I can see why you've learnt so much Scott. Your disorder sounds like a very difficult variety of an already difficult disorder to treat.Please keep us updated.
Janice
Posted by SLS on May 13, 2000, at 9:16:15
In reply to Scott…, posted by Janice on May 13, 2000, at 0:20:05
Hi Janice.
> > - How has your cycle(s) changed?
>
> •now instead of 1/2 week high and 1/2 week low (14 years), I'm 1 week with a mood level at a 6 and the next week I am at a mood level of a 4. I am hoping this continues to flatten.It sounds awfully promising. I'll be keeping my eyes crossed for you.
> > - How long have you been responding to them?
>
> •sorry Scott not sure what you mean.I guess I was asking for how long you have felt better. I was hoping to hear that there had been a stable improvement. I'm glad to see that there has. That's really great to hear.
Does the Dexedrine help you now as much as when you first began using it?

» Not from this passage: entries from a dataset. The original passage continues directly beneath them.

PR #1186, opened 2020-01-28
Feature/test for double behavior

jsmall-nvidia:
* Added GPULikeBindRoot so can use BindLocation on GPU
* Added support for writing bindings using their underlying types
  * Use the -output-using-type option on your test
* Added the dxbc-double-problem test that allows easy demonstration of problem with dx12 dxbc double behavior being broken
  * Is disabled by default


tools/render-test/shader-input-layout.cpp
```diff
@@ -698,42 +698,182 @@ namespace renderer_test
...
 
-                const int size = int(entry.bufferData.getCount());
-                // Must be the same size or less than allocated buffer
-                SLANG_ASSERT(size * sizeof(unsigned int) <= buffer->m_sizeInBytes);
 
-                for (int i = 0; i < size; ++i)
+        switch (scalarType)
+        {
+            // TODO(JS):
+            // Bool is here, because it's not clear across APIs how bool is laid out in memory
```
tfoleyNV: One random thought is that we might want to output these values canonically as hex, and then include a "humane" version of the value as a comment, e.g.:

```
0x3f800000 // 1.0 (float32)
```

Ideally we would then spruce up the comparison logic so that for these tests we use a comparsion that ignores the `//` and the text that follows it, so that the canonical test output is just the hex values, to account for potential differences in printing across OSes (I guess that still doesn't deal with differences across platforms in the actual bits of the result...)

PR #1189, opened 2020-01-29
Check library modules for explicit entry point names as well

chuckgenome:
Also scan any entry points scraped from library modules when explicitly requesting


source/slang/slang-check-shader.cpp
```diff
@@ -913,19 +937,19 @@ namespace Slang
...
-            auto entryPoint = EntryPoint::createDummyForDeserialize(
-                linkage,
-                extraEntryPoint.name,
-                extraEntryPoint.profile,
-                extraEntryPoint.mangledName);
-            allComponentTypes.add(entryPoint);
+            // Also consider entry points that were introduced via adding
+            // a library reference...
+            //
+            for (auto extraEntryPoint : compileRequest->m_extraEntryPoints)
```
tfoleyNV: Moving this loop under the `if` changes the semantics in the case where *no* explicit entry points were added, because it makes it so that these "extra" entry points only get added if there were explicit entry point already (which should almost never be what you want).

Seeing this change here makes me wonder whether the whole change here isn't unnecessary.

If the original code that is invoking the Slang API here just didn't specify *any* explicit entry points, then it would auto-magically get these "extra" entry points from the linked libraries added in, and it could request kernel code from them just fine. This change seems to make it so that you can *only* use the "extra" entry points by specifying at least one explicit entry point, and that means you'd end up with duplication in `allComponentTypes` since the same entry point would be added both as an explicit entry point and as an "extra" one.

jsmall-nvidia:
I believe the behavior is that if there are no entry points specified, it will create entry point information in the front end for any located in the specified modules. 

Therefore in the use case where you want to use an entry point that's in a library, not specifying  any entry points, and then getting the entry point that will be auto added is the current mechanism.

It could be argued that mechanism is a bit surprising - which is touched on in the comments. That perhaps there should be a flag that adds library entry points (assuming no clashes with explicit entry points), so we don't rely on the implicit behavior and allows the mixing.

chuckgenome:
Incorrect approach. Solved this in host software

PR #1191, opened 2020-01-30
Support for 64 bit integer types

jsmall-nvidia:
Main fixes here was to make 64 bits work on GLSL, and to makes sure integer literals are output more appropriately. 

* For integer literals add postfix, and use unsigned/signed output appropriately
* Extend GLSL extension handling by type, and for adding 64 bit int extensions
* Added tests for int/uint64 types

This is preliminary support. More complete support would allow vector types to be used in slang source etc..

uint64_t, uint64_t2, uint64_t3, uint64_t4

https://docs.microsoft.com/en-us/windows/win32/direct3dhlsl/hlsl-shader-model-6-0-features-for-direct3d-12


source/slang/slang-emit-glsl-extension-tracker.cpp
```diff
@@ -26,18 +26,35 @@ void GLSLExtensionTracker::requireVersion(ProfileVersion version)
     }
 }
 
-void GLSLExtensionTracker::requireHalfExtension()
+void GLSLExtensionTracker::requireBaseTypeExtension(BaseType baseType)
 {
-    if (!m_hasHalfExtension)
+    uint32_t bit = 1 << int(baseType);
+    if (m_hasBaseTypeFlags & bit)
```
tfoleyNV: I suppose the micro-optimization here of not even trying to add the strings pays off for stuff like basic types, since we'd call into this logic a lot. Otherwise I'd point out that we already avoid re-adding an extension that was already added as part of `requireExtension`.

PR #1192, opened 2020-01-30
Fix for a macro expansion bug

tfoleyNV:
The work in #1177 added a notion of a macro being "busy" to prevent errors around recursively-defined macros:

    #define BAR(X) BAR(0)

    BAR(A) /* should yield BAR(0) and not infinite-loop */

The fix was to place an `isBusy` flag on each macro, setting it to `true` when an expansion of that macro gets pushed onto the stack of input streams, and back to `false` when the expansion gets popped from the stack of input streams.

That approach meant that we had to pre-expand macro arguments to avoid incorrectly treating a macro as busy for nested-but-not-recursive invocations:

    #define NEG(X) (-X)

    NEG(NEG(3)) // should expand to (-(-3)) and not (-NEG(3))

The subtle bug that arose with the `isBusy` flag is that the current preprocessor design doesn't always pop input streams when we might expect. For input like the following:

    BAR(A) BAR(B)

The preprocessor can be in a state where the stack of input streams look like:

    // top input stream:
    BAR(X) => BAR(0)
    ----------------^

    // bottom input stream
    BAR(A) BAR(B)
    ------^

That is, the first macro expansion is still "open," even though it is at the end of its input. When the preprocesor looks ahead and sees `BAR` as the next token and asks whether it should be expanded, the `isBusy` state on the BAR macro hasn't yet been unset, so expansion gets skipped.

Aside: it is completely reasonable to ask at this point whether we should just "fix" the behavior of not popping input streams that are at their end. We should consider doing that, but the current code goes to some lengths to preserve the current behavior and I do *not* recall why we had found it necessary. Any attempt to change that behavior should come along with lots of testing.

This change instead adds a different approach for tracking the busy-ness of macros that doesn't rely on mutable state in the macro, and thus works even without pre-expansion of macro arguments.

In the Slang preprocessor, macro names are always looked up in *environments*, where each environment maps names to macros, and has an option parent environment.
There is a global environment used for most cases, but when expanding a function-like macro we would create an "argument environment" for it that maps the parameter names to their argument tokens.

By expanding the environment type to include an (optional) field for a macro that is made "busy" by that environment, we can check if a macro is busy in a given environment by checking if the given macro has been associated with any of the environments on the chain of parent environments.

A function-like macro expansion could then attach the macro to the "argument environment" and automatically make itself busy for the purposes of expansion of its body.
To extend the same functionality to *all* macros, the "argument environment" was changes to an "expansion environment" that always gets used for a macro expansion and always has the identity of the macro attached.

Because the arguments to a function-like macro have their own environment for expansion that bypasses the argument/expansion environment of the function-like macro, the macro will show as busy in its own body, but not in the expansion of its arguments. Thus the pre-expansion of macro arguments is not needed with this change.

Aside: it might not be clear how this design avoids the problem of the unpopped input streams that aren't at their end. The answer is that the "current" environment for the preprocessor is already taken as the environment of the top-most input stream that is *not at its end*. This means that the new test for busy-ness benefits from the existing logic that was in place to deal with non popping input streams as soon as then end. (This is not to say that the current input-stream behavior isn't questionable)

This change includes a new test case for the behavior that was broken, and expands the test case from #1177 to also test object-like macros.


tfoleyNV:
This should handle the mutually-recursive macro case, so I think it is ready for review @jsmall-nvidia.

The code still doesn't correctly handle subtle cases that require macro arguments to be expanded before the macro body is expanded, such as:

```
#define A(x,y) x + y
#define B(z) A(z)
#define C 1,2

B(C) // should expand to `1 + 2`
```

That behavior has *never* been supported by our preprocessor, though, and would seemingly require expanding the macros for parameters (e.g., `z`) even in cases that currently suppress expansion (like when reading the arguments to a macro). I think we could make it work, but it is quite a corner case and I suspect variadic macros to come up before that.

PR #1195, opened 2020-01-31
Some Slang API additions

tfoleyNV:
These are additions to the public Slang API that came up while I was trying to write an example to demonstrate GPU printing. The additions aren't strictly necessary for the example, but I found these to be missing services when writing the code the way I wanted to.

The main public changes are:

* There is a new distinct `IEntryPoint` interface which inherit from `IComponentType` (much like `IModule` before). For now this doesn't expose any new functions on top of `IComponentType`, but I expect it to do so eventually.

* It is now possible to get the `IModule` for a specific translation unit in a compile request with `spCompileRequest_getModule`. Even for a compile request that had only one translation unit this is *not* the same object as gets returned by `spCompileRequest_getProgram`. The latter should probably be called `*_getLinkedProgram` because it returns a composite component type that links the module with everything it `import`s.

* An `IModule` can look up entry points declared in the module. Eventually a module should support looking up most of the declarations in the module (e.g., types) by name, but entry points are an obvious case.

* A new `link()` operation is added to `IComponentType`. It is possible to have component types that have unsatisfied dependencies, such that trying to generate kernel code from them will fail. The `link()` operation tries to produce a new composite component type that combines a component with its dependencies, to enable code generation. The implementation of end-to-end compilation was using a function like this internally, but it hadn't been exposed to the API.

Notes on the implementation:

* The list of entry points declared in a given translation unit has moved from `TranslationUnitRequest` to the `Module` inside of it.

* `EntryPoint` now has to do a song and dance much like `Module` to both inherit from `ComponentType` and support the `IEntryPoint` interface.

* The `Session* m_session` member in `Linkage` (in terms of public API, this is the `slang::ISession` holding a pointer to the `slang::IGlobalSession`) has been changed to a `RefPtr`. Without this change an application can't just hold onto a `ComPtr<slang::ISession>`; they also need to retain the `IGlobalSession` or things will crash. The new behavior seems more correct, but I worry that it might introduce a leak.

* The `asInternal` operation for `IComponentType` had to be updated to not just perform a cast. A type like `Module` has two `IComponentType` sub-objects, and only one of these is at the same address as the `ComponentType` base.

* Similarly, the `Module::getInterface` logic was changed to fall back to `Super::getInterface` for all the cases other than `IID_IModule`, so that it would be guaranteed to return the `IComponentType` at the same address as `ComponentType` in response to a `queryInterface`.


tfoleyNV:
Looks like I'm causing the rest running to crash on exit in debug builds, so I'd better resolve that before review.

tfoleyNV:
Yes, it appears that with my change to have `Linkage` store a strong pointer to `Session`, there is now some kind of leak going on in our test framework such that there is still an active reference to the session at the time we call `spDestroySession`.

The simplest fix would be to make `spDestroySession` not assert that the reference it is releasing is the last reference to the global session, but it would be good to ensure that the session is actually getting cleaned up sooner or later...

slang.h
```diff
@@ -3240,16 +3269,50 @@ namespace slang
     }
 }
 
-/**
+/** Get the (linked) program for a compile request.
+
+The linked program will include all of the global-scope modules for the
```
jsmall-nvidia: Would be nice to have SlangCompileRequest actually be an interface, that these functions could just be inline calls into that, if you wanted a 'c-like interface' still. Doing so would clean up some example code and probly other places cos can just use ComPtr.

source/slang/slang-compiler.cpp
```diff
@@ -196,6 +196,16 @@ namespace Slang
     // EntryPoint
     //
 
+    static const Guid IID_IEntryPoint = SLANG_UUID_IEntryPoint;
```
jsmall-nvidia: This might be a little rad - but if our API is a C++ interface (that may be C compatible in the future with some code gen/COM ABIness), perhaps we should remove the macro stuff around guids, and say have a static member function in the interface that can return the interface. Doing so would mean we can always do (say) IEntryPoint::getInterfaceGuid(); . Doing as a function means that all this still works as a header (the interface can just return a static local variable with a ref to that).

It also means we don't have to define static local variables in the impl files that use the interfaces. 

The style means template mechanisms can be empowered to do more useful work too.

source/slang/slang-compiler.h
```diff
@@ -937,6 +1018,26 @@ namespace Slang
 
         // List of filesystem paths this module depends on
         FilePathDependencyList m_filePathDependencyList;
+
+        // Entry points that were defined in thsi module
```
jsmall-nvidia: thsi

source/slang/slang.cpp
```diff
@@ -1725,14 +1727,51 @@ void Module::setModuleDecl(ModuleDecl* moduleDecl)
...
+    // Note: we use a `queryInterface` here instead of just a `static_cast`
+    // to ensure that the `IComponentType` we get is the preferred/canonical
+    // one, which shares its address with the `ComponentType`.
+    //
+    // TODO: An alternative choice here would be to have a "magic" IID that
+    // we pass into `queryInterface` that returns the `ComponentType` directly
+    // (without even `addRef`-ing it).
+    //
+    ComPtr<slang::IComponentType> componentType;
+    inComponentType->queryInterface(IID_IComponentType, (void**) componentType.writeRef());
```
jsmall-nvidia: Hmm. This assumes the inComponentType has an external ref count. It should probably check that. I mean it probably will... but there is potential for kaboom.

Better if we had the 'cast magic' where a UUID can return say RefObject* (and it does so without the refcount) you can do this without worrying about refcounts either. It would also allow the use of dynamic_cast (or some other mechanism) to sure the cast is to the impl.

source/slang/slang-compiler.cpp
tfoleyNV: Yeah, it could be good, so long as the functions are header-only (so they don't put C++ symbols into our DLL interface)

slang.h
tfoleyNV: Revamping the compile request part of the API is definitely a next step. The biggest sticking point (for me) is whether it should stick with the current stateful model of the `sp...` functions, or whether it should use some kind of `Desc` structure. I know the latter is what most clients of the API would prefer, but we have also found that we keep having to add more bells and whistles to compilation.

source/slang/slang.cpp
tfoleyNV: In this case it *must* have an external ref count because otherwise you are passing in an already-released pointer, no?

I agree that the magic cast would probably be better (hence the `TODO` comment). Would be a nice cleanup, but I'm ultimately just trying to get things working well enough to get back to my example program.

PR #1198, opened 2020-02-03
CUDA/C++ backend improvements 

jsmall-nvidia:
* Handling construction (via init) of a vector from a vector and scalars
* Improved 64bit documentation
* Added vector-float.slang test and made sure worked on all targets (with some caveats)
* Handle sincos for vector/matrix types 
* Allow comparisons in test to be tested in type sensitive way


source/slang/slang-emit-cpp.cpp
```diff
@@ -394,6 +394,23 @@ SlangResult CPPSourceEmitter::calcTypeName(IRType* type, CodeGenTarget target, S
 {
     switch (type->op)
     {
+        case kIROp_PtrType:
+        {
+            auto ptrType = static_cast<IRPtrType*>(type);
+            SLANG_RETURN_ON_FAIL(calcTypeName(ptrType->getValueType(), target, out));
+            // TODO(JS): It seems although it says it is a pointer, it can actually be output as a reference
+            // not clear where the ptr aspect is there, as in the definition it is just 'out', implying out
+            // is somewhere converted to a ptr?
```
tfoleyNV: At the IR level, there is no semantic difference between pointers and references, and indeed the `RefType` case and any other `IRPtrTypeBase` (there are some other cases that seemingly wouldn't be caught here) should probably all be emitted identically (and that should be as a pointer in the long run).

This is similar to how if you had to translate a function like this:

```c++
void doThings(int& ioVlaue);
```

over to plain C, you'd write it as:

```c
void doThings(int* ioValue);
```

The only reasons to emit things as C++ reference types in our output today are:

1. Because of the current over-simplifications in the emit logic that have been made for HLSL/GLSL which mean we don't properly handle pointer types in the middle of expressions (e.g., we emit `obj.field` instead of `obj->field` or `(*obj).field`).

2. Because we might want to emit C++ code (especially for headers) that follows a more conventional style in terms of making `out` and `inout` parameters use references. (This might matter if there are C++ ABIs where pointers and references aren't actually guaranteed to be binary-compatible in function signatures)

source/slang/slang-hlsl-intrinsic-set.h
```diff
@@ -146,26 +146,28 @@ struct HLSLIntrinsic
...
     bool operator!=(const ThisType& rhs) const { return !(*this == rhs); }
 
+    static bool isTypeScalar(IRType* type)
+    {
+        // Strip off ptr if it's an operand type
+        if (type->op == kIROp_PtrType)
+        {
+            type = as<IRType>(type->getOperand(0));
+        }
+        // If any are vec or matrix, then we
```
tfoleyNV: Comment trails off without reaching the...

PR #1202, opened 2020-02-05
Literal handling improvements

jsmall-nvidia:
* Display a warning if an integer literal loses bits because it cannot be represented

> > - Which of the stimulants have you found to be the most helpful?
>
> •I've only tried Dexedrine. When something works, I'm very loyal.Oh yeah.
> > - Do you think that you are all fixed?
>
> •I'm hoping I'm pretty damn close, just some fine tuning. It's starting to feel kind of like a miracle that I'm scared to believe in.I know this feeling.
> I can see why you've learnt so much Scott. Your disorder sounds like a very difficult variety of an already difficult disorder to treat.
Yes. (tears)
Thanks for your heart-warming concern.